BEGIN
PR #5776, opened 2025-11-21
chore(weave): Fix OpenAI Agents SDK rollups

andrewtruong:
Fixes an issue with rollups.  Now if a guardrail is triggered, the rollups will be correct

## After
image

## Before
image

### DIFF
--- a/weave/integrations/openai_agents/openai_agents.py
+++ b/weave/integrations/openai_agents/openai_agents.py
@@ -67,8 +67,6 @@ class WeaveTracingProcessor(TracingProcessor):  # pyright: ignore[reportGeneralT
         self._trace_calls: dict[str, Call] = {}
         self._span_calls: dict[str, Call] = {}
         self._ended_traces: set[str] = set()
-        self._span_parents: dict[str, str] = {}
-        self._pushed_calls: set[str] = set()
 
     def on_trace_start(self, trace: Trace) -> None:
         """Called when a trace starts."""
@@ -96,7 +94,6 @@ class WeaveTracingProcessor(TracingProcessor):  # pyright: ignore[reportGeneralT
         # Push the trace call onto the call context stack so nested spans
         # and OpenAI calls can find it as their parent
         call_context.push_call(trace_call)
-        self._pushed_calls.add(trace_call.id)
 
     def on_trace_end(self, trace: Trace) -> None:
         """Called when a trace ends."""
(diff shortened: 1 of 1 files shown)


zbirenbaum:
@andrewtruong Can you provide some context on exactly what the issue being fixed was and what the repro case is?

andrewtruong:
@zbirenbaum this creates the Agents calls at span start (instead of span end) and keeps track of them in the tracing processor.  We do this so that child calls from the Responses API always know who their parents are.  Previously, they could be orphaned.

There is also more specific handling for exceptions so that they show up as errors instead of successes.  I think this is more faithful to what users expect to see

zbirenbaum:
> @zbirenbaum this creates the Agents calls at span start (instead of span end) and keeps track of them in the tracing processor. We do this so that child calls from the Responses API always know who their parents are. Previously, they could be orphaned.

This makes sense. I feel like I brought this up last time we investigated and there was a reason we didn't do this in the first place, since it seems like the natural solution

Regardless if it works fine then take it out of draft mode, I'll try it out and approve

andrewtruong:
I'm not sure why we didn't do this originally.  Absent that detail I think this is more faithful to what the user expects!

weave/integrations/openai_agents/openai_agents.py
```diff
@@ -303,6 +310,38 @@ def on_span_start(self, span: Span) -> None:
         span_type = _call_type(span)
         parent_call = self._get_parent_call(span)
 
+        # For Response spans, create the call immediately (even without input data)
+        # so it's on the stack when the OpenAI call happens. We'll update the inputs
+        # in on_span_end when we have the full data.
```
zbirenbaum, line 315: How do you update inputs from on_span_end?

Our start call is immutable once stored. This was a major issue while working on realtime.

weave/integrations/openai_agents/openai_agents.py
```diff
@@ -372,14 +381,20 @@ def on_span_end(self, span: Span) -> None:
...
+            exception = RuntimeError(error_message)
         elif log_data["error"]:
             output["error"] = log_data["error"]
 
-        # Finish the call with the collected data
-        wc.finish_call(span_call, output=output)
+        # Finish the call with the collected data, even if interrupted/cancelled
+        # This ensures all calls are properly finalized
+        # Note: finish_call automatically pops the call from the stack
+        wc.finish_call(span_call, output=output, exception=exception)
```
zbirenbaum, line 397: I don't see anything here that would update the inputs

PR #5779, opened 2025-11-21
chore(weave): Add missing test shards

andrewtruong:
Previously these shards were not running -- not good!


.github/workflows/nightly-tests.yaml
```diff
@@ -41,13 +41,19 @@ jobs:
             "dspy",
             "groq",
             "google_genai",
+            # "huggingface",
```
tssweeney, line 44: why commented out?

PR #5780, opened 2025-11-21
feat(weave): typescript sdk withAttributes

shawnlewis:
This PR adds a new api to the Typescript SDK: `withAttributes`. This allows the user to specify key-value pairs that are added to the attributes of all children calls within a given context. 

Docs: https://wandb.atlassian.net/browse/DOCS-1915

### DIFF
--- a/sdks/node/src/settings.ts
+++ b/sdks/node/src/settings.ts
@@ -1,11 +1,7 @@
-export type SettingsInit =
-  | Settings
-  | {
-      printCallLink?: boolean;
-      globalAttributes?: Record<string, any>;
-    }
-  | undefined;
-
+export interface SettingsInit {
+  printCallLink?: boolean;
+  globalAttributes?: Record<string, any>;
+}
 export class Settings {
   constructor(
     private printCallLink: boolean = true,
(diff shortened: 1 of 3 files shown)


neutralino1:
@dbrian57 We're adding this API to the Typescript SDK, can you amend these docs to include a TS snippet?
https://docs.wandb.ai/weave/guides/tools/attributes#define-and-log-attributes

Note that this API only supports call attributes, not global attributes.

tssweeney:
Linted, added doc link, added summary - should be good for merge on CI complete

sdks/node/src/settings.ts
```diff
@@ -1,5 +1,16 @@
+export type SettingsInit =
+  | Settings
+  | {
+      printCallLink?: boolean;
+      globalAttributes?: Record<string, any>;
+    }
```
neutralino1: Isn't this redundant? That's the same signature as `Settings` below.

shawnlewis: This is just a bare object, so its not required to have the additional methods the Settings object has. The type checker won't allow to pass {globalAttributes: ...} to weave.init without this. You'd have to do (new Settings(...)) which we don't export and also doesn't have named arguments.

shawnlewis: But there's probably a slightly better way to do this. Hang on...

PR #5784, opened 2025-11-23
fix(weave): fix type signature for override method

zbirenbaum:
Minor fix because the pydantic version change modified the signature of these methods.


andrewtruong:
What changed?

PR #5788, opened 2025-11-25
feat(weave): parse Bedrock OTEL events for agent context

NiWaRe:
## Description

WS AgentCore’s docs explicitly recommend wiring agents into OpenTelemetry via the AWS Distro for OpenTelemetry (ADOT). The [“Configure observability” section of the AgentCore developer guide](https://docs.aws.amazon.com/bedrock-agentcore/latest/devguide/observability-configure.html?utm_source=openai) walks through enabling OTEL exporters for AgentCore runtimes so every agent/tool call is traced via the same opentelemetry-instrument/ADOT pipeline - **this PR makes Weave capable of parsing all of these OTEL spans!** 

* AWS Bedrock agent traces arrive via the Python auto-instrumentation path ([opentelemetry-python-contrib](https://github.com/open-telemetry/opentelemetry-python-contrib)’s `opentelemetry-instrument` CLI, plus the AWS distro defaults) so user prompts, assistant responses, and tool metadata are emitted as OTEL events like `gen_ai.user.message` and `gen_ai.choice`
* We already persisted those events under `attributes.otel_span`, but `inputs_dump`/`output_dump` ignored them. 
* This change folds OTEL span events into an `events.*` namespace and extends our constant maps so Bedrock/AWS spans parsed via [opentelemetry-python-contrib](https://github.com/open-telemetry/opentelemetry-python-contrib) + aws-otel-python now surface full context in the Weave UI.

## Testing
Based on [this sample trace](https://wandb.ai/wandb-smle/bedrock-agentcore-demo/weave/traces?view=traces_default&sort=%5B%7B%22field%22%3A%22started_at%22%2C%22sort%22%3A%22desc%22%7D%5D&peekPath=%2Fwandb-smle%2Fbedrock-agentcore-demo%2Fcalls%2Fb9088ebfe9a233da%3FdescendentCallId%3Db9088ebfe9a233da). 

1. **Replay the sample trace**  
   ```bash
   uv run python - <<'PY'
   import weave
   client = weave.init("wandb-smle/bedrock-agentcore-demo")
   call = client.get_call("b9088ebfe9a233da")
   print(call.inputs)   # should now include events.gen_ai.user.message
   print(call.outputs)  # should now include events.gen_ai.choice
   print(call.attributes["system"])
   PY
   ```
   You should see the user prompt, assistant reply, and agent/tool metadata in the resulting dumps.

2. **Sanity-check constants**  
   Confirm that the new keys appear in `weave/trace_server/opentelemetry/constants.py` (`events.gen_ai.*`, `system_prompt`, `gen_ai.agent.*`, etc.) so future OTEL spans will hit the new codepaths.

3. **Run the focused unit test** 
   ```bash
   uv run pytest tests/trace_server/test_opentelemetry.py -k bedrock_agent_event_input_output_and_tools
   ```

I have done everything except step 3.

### DIFF
--- a/tests/trace_server/test_opentelemetry.py
+++ b/tests/trace_server/test_opentelemetry.py
@@ -1112,8 +1112,10 @@ class TestSemanticConventionParsing:
 
         usage = get_weave_usage(attributes) or {}
 
+        # Verify individual tokens are parsed
         assert usage.get("input_tokens") == 10
         assert usage.get("output_tokens") == 20
+        # Verify total_tokens is calculated when not provided
         assert usage.get("total_tokens") == 30
 
     def test_opentelemetry_usage_output_tokens_with_explicit_total(self):
@@ -1128,8 +1130,10 @@ class TestSemanticConventionParsing:
 
         usage = get_weave_usage(attributes) or {}
 
+        # Verify individual tokens are parsed
         assert usage.get("input_tokens") == 10
         assert usage.get("output_tokens") == 20
+        # Verify explicit total_tokens is used instead of calculated value
         assert usage.get("total_tokens") == 35
 
     def test_opentelemetry_cost_calculation(self, client: weave_client.WeaveClient):
--- a/weave/trace_server/opentelemetry/attributes.py
+++ b/weave/trace_server/opentelemetry/attributes.py
@@ -38,37 +38,19 @@ def _insert_event(events_tree: dict[str, Any], name: str, attributes: dict[str, 
     leaf = parts[-1]
     existing = current.get(leaf)
     if existing is None:
-        current[leaf] = [attributes]
+        current[leaf] = [copy.deepcopy(attributes)]
     elif isinstance(existing, list):
-        existing.append(attributes)
+        existing.append(copy.deepcopy(attributes))
     elif isinstance(existing, dict):
-        existing.setdefault("__events__", []).append(attributes)
+        existing.setdefault("__events__", []).append(copy.deepcopy(attributes))
     else:
-        current[leaf] = [attributes]
+        current[leaf] = [copy.deepcopy(attributes)]
 
 
-def _merge_event_trees(dest: dict[str, Any], src: dict[str, Any]) -> dict[str, Any]:
-    """Recursively merge two event trees."""
-    for key, value in src.items():
-        if key not in dest:
-            dest[key] = copy.deepcopy(value)
-            continue
-        if isinstance(value, dict) and isinstance(dest[key], dict):
-            _merge_event_trees(dest[key], value)
-            continue
-        if isinstance(value, list) and isinstance(dest[key], list):
-            dest[key].extend(copy.deepcopy(value))
-            continue
-        dest[key] = copy.deepcopy(value)
-    return dest
-
-
-def _augment_attributes_with_events(
-    attributes: dict[str, Any], events: list[SpanEvent]
-) -> dict[str, Any]:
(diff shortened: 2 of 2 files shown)


tests/trace_server/test_opentelemetry.py
```diff
@@ -1103,31 +1103,87 @@ def test_opentelemetry_usage_output_tokens_extraction(self):
...
+                "llm.usage.total_tokens": 35,
             }
         )
 
         usage = get_weave_usage(attributes) or {}
 
-        # Verify individual tokens are parsed
         assert usage.get("input_tokens") == 10
         assert usage.get("output_tokens") == 20
-        # Verify explicit total_tokens is used instead of calculated value
```
zbirenbaum, line 1137: I actually think this comment and the ones above are useful. It's a bit confusing otherwise what the intended behavior is.

weave/trace_server/opentelemetry/attributes.py
```diff
@@ -24,6 +25,75 @@ class SpanEvent(dict):
...
 
+def _insert_event(events_tree: dict[str, Any], name: str, attributes: dict[str, Any]) -> None:
+    """Insert an OTEL span event into the nested events tree."""
+    parts = name.split(".")
+    current = events_tree
+    for part in parts[:-1]:
+        next_value = current.get(part)
+        if not isinstance(next_value, dict):
+            next_value = {}
+            current[part] = next_value
```
zbirenbaum, line 36: I think you can use defaultdict here to set it if it doesn't exist

weave/trace_server/opentelemetry/attributes.py
```diff
@@ -101,14 +171,16 @@ def get_weave_usage(attributes: dict[str, Any]) -> dict[str, Any]:
...
+    return parse_weave_values(augmented_attributes, INPUT_KEYS)
 
 
-# Pass events here even though they are unused because some libraries put output in event attributes
-def get_weave_outputs(_: list[SpanEvent], attributes: dict[str, Any]) -> dict[str, Any]:
-    return parse_weave_values(attributes, OUTPUT_KEYS)
+# Some providers (e.g. Bedrock agents) encode outputs inside span events
+def get_weave_outputs(events: list[SpanEvent], attributes: dict[str, Any]) -> dict[str, Any]:
+    augmented_attributes = _augment_attributes_with_events(attributes, events)
+    return parse_weave_values(augmented_attributes, OUTPUT_KEYS)
```
zbirenbaum: This isn't the place to do that I think. By doing it in both places I think you risk duplication since this modifies in place. Let me think about this, you are repeating a lot of work. The reason I passed the span events as an `_` was because I wanted to create a mapping of events to inputs and outputs.

We probably want to pass the events to 'parse_weave_values'. That way if something like `gen_ai.prompt` shows up in events instead of the attributes (I think there are cases of this between different specs/providers) we are able to parse it for free instead of having to add 'events.*' to everything

We definitely don't want to modify the attributes from the original payload either when storing

tests/trace_server/test_opentelemetry.py
NiWaRe: Yes that makes sense overlooked that edit from Cursor - back in!

weave/trace_server/opentelemetry/attributes.py
NiWaRe: Yes true better not to mutate the attributes and directly pass events to parse_weave_values. @zbirenbaum what do you think about the updated code? If this is too big of a change for fast checks we can also only add the contants for now and leave the events parsing for another PR?

PR #5790, opened 2025-11-25
chore(weave): Reraise 4xx errors

andrewtruong:
Re-raises 4xx errors from the backend instead of showing 500.  This is more clear to the end user what is happening

### DIFF
--- a/weave/trace_server/errors.py
+++ b/weave/trace_server/errors.py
END
▶ **What needs to be done**
Wherever "they" appears in the listing, report the line it is on.

▶ **Solved problem**
@zbirenbaum this creates the Agents calls at span start (instead of span end) and keeps track of them in the tracing processor.  We do this so that child calls from the Responses API always know who their parents are.  Previously, they could be orphaned.
There is also more specific handling for exceptions so that they show up as errors instead of successes.  I think this is more faithful to what users expect to see
> @zbirenbaum this creates the Agents calls at span start (instead of span end) and keeps track of them in the tracing processor. We do this so that child calls from the Responses API always know who their parents are. Previously, they could be orphaned.
-# Pass events here even though they are unused because some libraries put output in event attributes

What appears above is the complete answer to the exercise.